* [What is expected] Take each line of the entries below that contains "filter" and copy it.

Stored data entries

PR #2339, opened 2025-10-20
Ensure `support_post_types` option returns an array

### LINKED ISSUE #2332: Foreach argument warning when no supported post-types selected
### Quick summary

When the `activitypub_support_post_types` option is set to have no post types selected, an empty string is returned by `\get_option( 'activitypub_support_post_types', array( 'post' ) )` triggering a php warning: 'Warning: foreach() argument must be of type array|object, string given in /home/sjapags/www/wp-content/plugins/activitypub/includes/class-post-types.php on line 41'.

### Steps to reproduce

1. Go to /wp-admin/options-general.php?page=activitypub&tab=settings
2. Delesect all post types for the 'Supported post types' option
3. Make sure the relevant wp-config constants are defined to output PHP warnings to screen / log file.
4. Check a screen / the log file to observe the PHP warning.

### Site owner impact

### Severity

Minor

No revenue impact

Make sure you have at least one post-type selected.

pfefferle:
Adds a filter to guarantee the 'activitypub_support_post_types' option always returns an array, preventing potential type errors when the option is empty or not set.

Fixes #2332

## Proposed changes:

* Adds a new filter callback support_post_types_ensure_array to validate the option value

### Other information:

## Testing instructions:

* Go to '..'
*

### Changelog entry

<details>

#### Significance

-   [X] Patch
-   [ ] Minor
-   [ ] Major

#### Type

#### Message

Added a safeguard to ensure the plugin works correctly even when no post types are selected.

</details>


obenland:
For the settings field [we cast the option to an array](https://github.com/Automattic/wordpress-activitypub/blob/trunk/includes/wp-admin/class-settings-fields.php#L287), could we do the same in `Post_Types` to fix that warning?

pfefferle:
You mean, simply cast the return instead of returning an array when empty? Sure!

obenland:
Apologies, I should have been clearer.

I meant, could we cast the option call to an array [where the warning gets thrown in `Post_Types`](https://github.com/Automattic/wordpress-activitypub/blob/trunk/includes/class-post-types.php#L42), like we do in settings fields?

```diff
- foreach ( \get_option( 'activitypub_support_post_types', array( 'post' ) ) as $post_type ) {
+ foreach ( (array) \get_option( 'activitypub_support_post_types', array( 'post' ) ) as $post_type ) {
```

pfefferle:
The problem is, that this is not the only place! And having to add that to every call seemed too fragile to me: https://github.com/search?q=repo%3AAutomattic%2Fwordpress-activitypub%20get_option(%20%27activitypub_support_post_types%27&type=code

We already missed to add it to every call!

pfefferle:
But happy to add it to every call instead...

obenland:
That's helpful, thanks! Want to remove the unnecessary type cast from settings field and the rest cache integration?

obenland (approved):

* [Exercise response]
Adds a filter to guarantee the 'activitypub_support_post_types' option always returns an array, preventing potential type errors when the option is empty or not set.
* Adds a new filter callback support_post_types_ensure_array to validate the option value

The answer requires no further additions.